Data for review:
PR #6828, opened 2020-09-01
[#6436] - Create a helper to get focusable elements and trap focus in fullscreen mode to fix an a11y bug

evanfarina:
## Description
Addresses issue #6436 

## Specific Changes proposed
- Get focusable controlBar elements on first `play`
- When a user tabs on the last focusable controlBar el, set the focus back to the first focusable El in the control bar
- When a user presses Shift + tab on the first focusable controlBar el, set the focus back to the last focusable El in the control bar

## Requirements Checklist
  - [x ] Change has been verified in an actual browser (Chome, Firefox, IE)
  - [ x] Unit Tests updated or fixed

### DIFF
--- a/src/js/modal-dialog.js
+++ b/src/js/modal-dialog.js
@@ -3,7 +3,6 @@
  */
 import * as Dom from './utils/dom';
 import Component from './component';
-import window from 'global/window';
 import document from 'global/document';
 import keycode from 'keycode';
 
@@ -493,17 +492,7 @@ class ModalDialog extends Component {
     const allChildren = this.el_.querySelectorAll('*');
 
     return Array.prototype.filter.call(allChildren, (child) => {
-      return ((child instanceof window.HTMLAnchorElement ||
-               child instanceof window.HTMLAreaElement) && child.hasAttribute('href')) ||
-             ((child instanceof window.HTMLInputElement ||
-               child instanceof window.HTMLSelectElement ||
-               child instanceof window.HTMLTextAreaElement ||
-               child instanceof window.HTMLButtonElement) && !child.hasAttribute('disabled')) ||
-             (child instanceof window.HTMLIFrameElement ||
-               child instanceof window.HTMLObjectElement ||
-               child instanceof window.HTMLEmbedElement) ||
-             (child.hasAttribute('tabindex') && child.getAttribute('tabindex') !== -1) ||
-             (child.hasAttribute('contenteditable'));
+      return Dom.isFocusable(child);
     });
   }
 }
--- a/src/js/player.js
+++ b/src/js/player.js
@@ -2229,6 +2229,10 @@ class Player extends Component {
   }
 
   trapFullscreenTab_(event) {
+    if (!Array.isArray(this._focusableControls) || !this._focusableControls.length) {
+      return;
+    }
+
     // We'll use this to figure out if the user just tabbed on the first or last focusable control
     const focusIndex = this._focusableControls.indexOf(event.target);
     let indexToFocus;
--- a/src/js/player.js
+++ b/src/js/player.js
@@ -545,10 +545,6 @@ class Player extends Component {
     this.reportUserActivity();
 
     this.one('play', this.listenForUserActivity_);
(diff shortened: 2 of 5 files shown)


mister-ben:
There are a bunch of edge cases which will make this more difficult. This wouldn't account for focussable controls which are not children of the controlBar (not present in the vanilla player, but can be added by plugins), or control bar controls added/removed/enabled/disabled since the first play.

evanfarina:
> There are a bunch of edge cases which will make this more difficult. This wouldn't account for focussable controls which are not children of the controlBar (not present in the vanilla player, but can be added by plugins), or control bar controls added/removed/enabled/disabled since the first play.

Thanks @mister-ben . I modified my solution and now account for both of the edge cases you mentioned. A high-level overview of the changes:

- Only calculate focusable controls when fullscreen is requested
- Only calculate first and last focusable control. Previous solution was calculating _all_ focusable controls within the control bar
- Account for focusable controls outside of the control bar (anything in the player)

src/js/player.js
```diff
@@ -2199,6 +2199,91 @@ class Player extends Component {
...
+        elToFocus = this._lastFocusableControl;
+      }
+    } else if (focusedEl === this._lastFocusableControl) {
+      elToFocus = this._firstFocusableControl;
+    }
+    if (elToFocus && typeof elToFocus.focus === 'function') {
+      elToFocus.focus();
+      event.preventDefault();
+    }
+  }
```
gkatsev, line 2285: Looks like there's a lot of overlap here with the `handleKeyDown` method in `modal-dialog`. I wonder if the code can be shared.

src/js/player.js
```diff
@@ -2199,6 +2199,91 @@ class Player extends Component {
...
+    return focusableEl;
+  }
+
+  /**
+   * Given a parent control, finds the last focusable child control
+   *
+   * @param {HTMLElement} parent - The control in which we'll search
+   * @return {HTMLElement | null} - Returns the last focusable control in the node list or null if not focusable control is found
+   */
+  getLastFocusableControl_(parent) {
```
gkatsev, line 2240: The reason for this method and the one above it is if someone added an element to the player DOM but their top level element isn't focusable but some child is, we should return that child element?

src/js/modal-dialog.js
```diff
@@ -493,17 +492,7 @@ class ModalDialog extends Component {
...
-             ((child instanceof window.HTMLInputElement ||
-               child instanceof window.HTMLSelectElement ||
-               child instanceof window.HTMLTextAreaElement ||
-               child instanceof window.HTMLButtonElement) && !child.hasAttribute('disabled')) ||
-             (child instanceof window.HTMLIFrameElement ||
-               child instanceof window.HTMLObjectElement ||
-               child instanceof window.HTMLEmbedElement) ||
-             (child.hasAttribute('tabindex') && child.getAttribute('tabindex') !== -1) ||
-             (child.hasAttribute('contenteditable'));
+      return Dom.isFocusable(child);
```
gkatsev, line 495: I think `Dom.isFocusable` can just be passed directly without wrapping it in the arrow function.

src/js/utils/dom.js
```diff
@@ -181,6 +181,48 @@ export function createEl(tagName = 'div', properties = {}, attributes = {}, cont
...
+ * @param {HTMLElement} control - The control whose visibility is being checked
+ * @return {boolean} - True if the control is visible
+ */
+export function isVisible(control) {
+  if (!control) {
+    return false;
+  }
+
+  // Using `includes` below to catch cases where `!important` is used in the style
+  return !computedStyle(control, 'display').includes('none') && !computedStyle(control, 'visibility').includes('hidden');
```
gkatsev, line 196: Unfortunately, we can't use `.includes` as we still support IE11 and do not require a shim to be included (pun intended).
This can probably be something like
```suggestion
  // Account for usage of `!important
  return !(/^none/).test(computedStyle(control, 'display')) && !(/^hidden/).test(computedStyle(control, 'visibility'));
```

Task instructions: Read through the entries above, and wherever a line holds the string "since", copy it.

Solved problem:
There are a bunch of edge cases which will make this more difficult. This wouldn't account for focussable controls which are not children of the controlBar (not present in the vanilla player, but can be added by plugins), or control bar controls added/removed/enabled/disabled since the first play.
> There are a bunch of edge cases which will make this more difficult. This wouldn't account for focussable controls which are not children of the controlBar (not present in the vanilla player, but can be added by plugins), or control bar controls added/removed/enabled/disabled since the first play.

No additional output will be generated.